Wouldn’t it make sense to define the end? Are we absolutely sure we’re not imagining some end of which the Bible never speaks? In the question above, the word “end” is a part of the phrase, “end of the age.” Now that’s moving us along in the write direction.

So the next question is, “What is the age?” This word, listed #165,  in Strong’s Greek Concordance means age.  It’s an epoch or period of time.  We’re almost there. Our next question leads us to what particular age is under discussion.  Now it’s almost natural to define the age as the one in which one presently lives whether then or now.

For example, living today, if one were to ask, When is the end of the age?,” no doubt we would respond by speaking of our current age or times. In like manner, when the disciples asked the question of the Lord, he responded according to the times in which they lived. This helps us to define the period for the famines.

For nation will rise agains nation, and kingdom against kingdom. And there will be famines, pestilences, and earthquakes in various places. (Matthew 24:7)

These were signs, not that the end had arrived, rather, they were merely the beginning of the labor pangs as of a women first going into signs of labor.  Christ was careful to add that when they saw these things the end was not yet.

Famines in Various Places, Signs of the End?

As in the previous post, the rule of hermeneutics applies here also. We must identify the correct times and places for the events. Now the world will always experience poverty and famines. Christ said the poor will be with you always. So, it must be the case that he has some particular time and event in mind.

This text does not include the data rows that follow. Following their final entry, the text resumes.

PR #1011, opened 2022-01-05
Feature/remove unused profit margin

neacsu:
Do this as a separate PR, dependent on https://github.com/nymtech/nym/pull/1008 , to avoid having to do rebases. I'll remove it from draft once #1008 is merged

I successfully tested the migration locally with a mixnet containing aprox. 5000 bonded mixnodes.

### DIFF
--- a/contracts/mixnet/src/contract.rs
+++ b/contracts/mixnet/src/contract.rs
@@ -289,7 +289,63 @@ pub fn query(deps: Deps, _env: Env, msg: QueryMsg) -> Result<QueryResponse, Cont
     Ok(query_res?)
 }
 #[entry_point]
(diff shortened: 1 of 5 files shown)


jstuczyn (changes requested):
Could you merge/rebase(?) with develop so that it would be more obvious which changes were introduced in this PR? because for example it says `pub async fn update_mixnode_config(` was added now, while we've already merged it as part of https://github.com/nymtech/nym/pull/1008

neacsu:
> Could you merge/rebase(?) with develop so that it would be more obvious which changes were introduced in this PR? because for example it says `pub async fn update_mixnode_config(` was added now, while we've already merged it as part of #1008

Looks like my plan to draft on top of another PR until that one is merged backfired. I've rebased with develop

jstuczyn (approved):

In fulfillment of the sign of famines, we turn to Acts 11:27-30:

“And in these days prophets came from Jerusalem to Antioch.

Then one of them, named Agabus, stood up and showed by the Spirit that there was going to be a great famine through all the world, which also happened in the days of Claudius Caesar.

Then the disciples, each according to his ability, determined to send relief to the brethren dwelling in Judea.

This they also did, and sent it to the elders by the hands of Barnabas and Saul.”

Once again we have an event which occurs in “all the world.” Yet, “all the world” is defined and limited to the times and people of the first century generation. The text makes it clear that this famine happened in the days of Claudius Caesar.

More notable are the famines which besieged the city of Jerusalem during the Roman invasion of Judea, which  historian Josephus records as punishment for the Jews sins against the Christ.

This famine was so so severe that it climaxed with a once properous woman reduce to such dire hunger that she roasted her own nursing son, and eating half of him, offered the other half to robbers who went about killing others for food.  See excerpt from Josephus in Eusebius Ecclesiastical History, Popular Edition, pp. 87-92.

Finally, Christ’s words are framed so as to occur within the generation living in his time. No amount of modern famines past the first century world leading up to Jerusalem’s fall can fit the text.